*What this task involves*: Output all of the data verbatim.

Given records below:

PR #48, opened 2022-03-17
tidy_up_doc_strings

AlexanderKrabbe:


ScottSoren:
Awesome, thanks! I will merge this into new_contributions, and then into main!

PR #51, opened 2022-03-21
change removebackground to remove_background to avoid TypeError in pl…

AlexanderKrabbe:
TypeError when running ms_plotter.plot_vs()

End of Given records.

*Problem solution*:
PR #48, opened 2022-03-17
tidy_up_doc_strings

AlexanderKrabbe:


ScottSoren:
Awesome, thanks! I will merge this into new_contributions, and then into main!

PR #51, opened 2022-03-21
change removebackground to remove_background to avoid TypeError in pl…

AlexanderKrabbe:
TypeError when running ms_plotter.plot_vs()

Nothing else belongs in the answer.